(Instructions for the task)
Take the lines below between the one holding "let window_settings = SETTINGS.get::<WindowSettings>();" and the one holding "let scale_factor = user_scale_factor", inclusive, and copy them exactly. Add nothing.

[Stored items]
────────────────────────────────────────
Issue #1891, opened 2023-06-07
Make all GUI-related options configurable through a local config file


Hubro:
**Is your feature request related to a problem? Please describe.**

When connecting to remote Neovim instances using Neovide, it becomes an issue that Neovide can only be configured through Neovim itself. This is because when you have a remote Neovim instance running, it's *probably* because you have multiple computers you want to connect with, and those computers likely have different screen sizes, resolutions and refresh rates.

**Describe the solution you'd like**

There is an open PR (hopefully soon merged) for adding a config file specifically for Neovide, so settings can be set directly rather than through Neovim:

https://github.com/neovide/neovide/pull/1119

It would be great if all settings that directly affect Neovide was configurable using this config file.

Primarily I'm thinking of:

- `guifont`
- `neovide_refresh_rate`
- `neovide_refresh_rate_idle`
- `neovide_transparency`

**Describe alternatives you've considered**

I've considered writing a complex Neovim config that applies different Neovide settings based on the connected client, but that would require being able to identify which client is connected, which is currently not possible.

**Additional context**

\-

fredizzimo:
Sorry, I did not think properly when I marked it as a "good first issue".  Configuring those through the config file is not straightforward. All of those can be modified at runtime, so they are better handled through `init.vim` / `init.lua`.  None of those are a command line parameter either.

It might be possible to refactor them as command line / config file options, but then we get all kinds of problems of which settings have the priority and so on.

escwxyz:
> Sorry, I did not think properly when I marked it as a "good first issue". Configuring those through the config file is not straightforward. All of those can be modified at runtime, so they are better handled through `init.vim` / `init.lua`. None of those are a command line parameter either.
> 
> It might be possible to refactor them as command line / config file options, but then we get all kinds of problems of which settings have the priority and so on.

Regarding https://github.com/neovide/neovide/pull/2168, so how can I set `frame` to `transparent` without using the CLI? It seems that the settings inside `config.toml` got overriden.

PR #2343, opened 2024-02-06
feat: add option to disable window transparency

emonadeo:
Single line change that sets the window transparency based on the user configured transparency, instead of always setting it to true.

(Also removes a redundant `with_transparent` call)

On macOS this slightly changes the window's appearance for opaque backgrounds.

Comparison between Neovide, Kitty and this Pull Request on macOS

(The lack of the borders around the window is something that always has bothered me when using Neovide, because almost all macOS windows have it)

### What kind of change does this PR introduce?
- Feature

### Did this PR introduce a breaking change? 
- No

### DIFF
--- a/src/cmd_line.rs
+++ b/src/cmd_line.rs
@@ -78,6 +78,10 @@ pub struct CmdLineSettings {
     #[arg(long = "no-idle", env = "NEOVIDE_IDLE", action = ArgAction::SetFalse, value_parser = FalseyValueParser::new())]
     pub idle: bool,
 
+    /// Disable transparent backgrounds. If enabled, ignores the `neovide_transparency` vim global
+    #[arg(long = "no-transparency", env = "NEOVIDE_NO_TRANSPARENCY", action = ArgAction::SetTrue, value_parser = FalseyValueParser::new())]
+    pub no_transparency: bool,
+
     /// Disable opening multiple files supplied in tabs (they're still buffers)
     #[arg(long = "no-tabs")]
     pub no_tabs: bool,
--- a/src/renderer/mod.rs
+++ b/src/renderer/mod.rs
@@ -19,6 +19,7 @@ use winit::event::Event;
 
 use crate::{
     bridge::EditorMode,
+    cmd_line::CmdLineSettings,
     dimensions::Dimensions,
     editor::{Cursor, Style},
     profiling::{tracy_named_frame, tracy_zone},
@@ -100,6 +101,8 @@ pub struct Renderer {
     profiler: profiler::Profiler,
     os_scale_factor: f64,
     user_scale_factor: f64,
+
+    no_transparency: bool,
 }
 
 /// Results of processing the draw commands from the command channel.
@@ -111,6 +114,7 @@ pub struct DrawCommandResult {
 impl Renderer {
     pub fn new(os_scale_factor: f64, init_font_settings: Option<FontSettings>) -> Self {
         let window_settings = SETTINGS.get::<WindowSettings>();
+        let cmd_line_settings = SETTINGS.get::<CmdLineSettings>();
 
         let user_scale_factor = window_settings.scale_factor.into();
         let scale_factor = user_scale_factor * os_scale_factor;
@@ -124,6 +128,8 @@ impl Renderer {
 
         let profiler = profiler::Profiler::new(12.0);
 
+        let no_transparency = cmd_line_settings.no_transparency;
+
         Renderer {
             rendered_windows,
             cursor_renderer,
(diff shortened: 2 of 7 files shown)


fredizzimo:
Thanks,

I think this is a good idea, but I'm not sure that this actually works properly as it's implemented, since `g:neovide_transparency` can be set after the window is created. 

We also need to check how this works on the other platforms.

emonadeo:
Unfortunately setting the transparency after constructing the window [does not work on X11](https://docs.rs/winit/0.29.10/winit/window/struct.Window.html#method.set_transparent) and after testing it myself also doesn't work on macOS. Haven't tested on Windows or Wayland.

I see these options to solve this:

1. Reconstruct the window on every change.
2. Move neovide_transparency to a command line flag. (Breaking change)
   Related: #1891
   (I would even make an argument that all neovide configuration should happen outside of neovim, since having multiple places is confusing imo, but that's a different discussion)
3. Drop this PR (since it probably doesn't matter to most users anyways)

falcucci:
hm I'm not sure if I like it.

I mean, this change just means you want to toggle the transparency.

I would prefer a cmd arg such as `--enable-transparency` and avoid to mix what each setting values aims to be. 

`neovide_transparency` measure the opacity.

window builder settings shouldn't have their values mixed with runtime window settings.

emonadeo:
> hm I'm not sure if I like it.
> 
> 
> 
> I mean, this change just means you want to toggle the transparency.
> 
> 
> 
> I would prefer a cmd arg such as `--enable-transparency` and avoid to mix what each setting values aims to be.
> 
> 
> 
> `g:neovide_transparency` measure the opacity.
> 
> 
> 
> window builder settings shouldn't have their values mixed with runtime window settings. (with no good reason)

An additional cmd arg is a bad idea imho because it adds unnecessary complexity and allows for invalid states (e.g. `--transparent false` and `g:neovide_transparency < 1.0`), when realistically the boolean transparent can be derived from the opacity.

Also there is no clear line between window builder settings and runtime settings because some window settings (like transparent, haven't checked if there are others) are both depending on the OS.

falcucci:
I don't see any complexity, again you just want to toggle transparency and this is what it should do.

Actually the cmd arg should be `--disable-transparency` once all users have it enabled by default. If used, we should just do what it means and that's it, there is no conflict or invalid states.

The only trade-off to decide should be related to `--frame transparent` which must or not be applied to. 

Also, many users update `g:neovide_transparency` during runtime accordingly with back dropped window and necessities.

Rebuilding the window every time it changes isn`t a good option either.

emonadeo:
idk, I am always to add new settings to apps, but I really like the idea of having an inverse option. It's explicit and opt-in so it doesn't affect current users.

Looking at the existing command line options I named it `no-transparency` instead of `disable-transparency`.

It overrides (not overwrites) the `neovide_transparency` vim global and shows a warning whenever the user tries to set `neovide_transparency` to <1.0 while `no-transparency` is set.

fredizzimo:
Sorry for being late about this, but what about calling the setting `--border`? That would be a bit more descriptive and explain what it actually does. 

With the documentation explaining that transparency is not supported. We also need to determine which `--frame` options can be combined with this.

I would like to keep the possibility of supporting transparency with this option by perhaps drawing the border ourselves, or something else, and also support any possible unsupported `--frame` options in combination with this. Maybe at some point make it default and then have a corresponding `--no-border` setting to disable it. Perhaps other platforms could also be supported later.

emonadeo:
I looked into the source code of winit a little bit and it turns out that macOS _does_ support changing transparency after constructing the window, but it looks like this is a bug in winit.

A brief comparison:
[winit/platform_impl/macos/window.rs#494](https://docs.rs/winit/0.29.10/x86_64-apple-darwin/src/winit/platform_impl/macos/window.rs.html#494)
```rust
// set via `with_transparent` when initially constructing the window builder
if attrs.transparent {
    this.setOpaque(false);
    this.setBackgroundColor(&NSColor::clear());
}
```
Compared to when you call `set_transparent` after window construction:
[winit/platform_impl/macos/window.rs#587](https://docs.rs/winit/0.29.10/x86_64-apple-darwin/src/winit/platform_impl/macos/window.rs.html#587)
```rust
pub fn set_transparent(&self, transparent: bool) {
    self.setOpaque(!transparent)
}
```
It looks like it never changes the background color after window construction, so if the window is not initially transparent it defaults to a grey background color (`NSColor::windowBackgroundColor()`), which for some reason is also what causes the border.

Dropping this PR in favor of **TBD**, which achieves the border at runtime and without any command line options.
────────────────────────────────────────
(Expected answer)
         let window_settings = SETTINGS.get::<WindowSettings>();
+        let cmd_line_settings = SETTINGS.get::<CmdLineSettings>();
 
         let user_scale_factor = window_settings.scale_factor.into();
         let scale_factor = user_scale_factor * os_scale_factor;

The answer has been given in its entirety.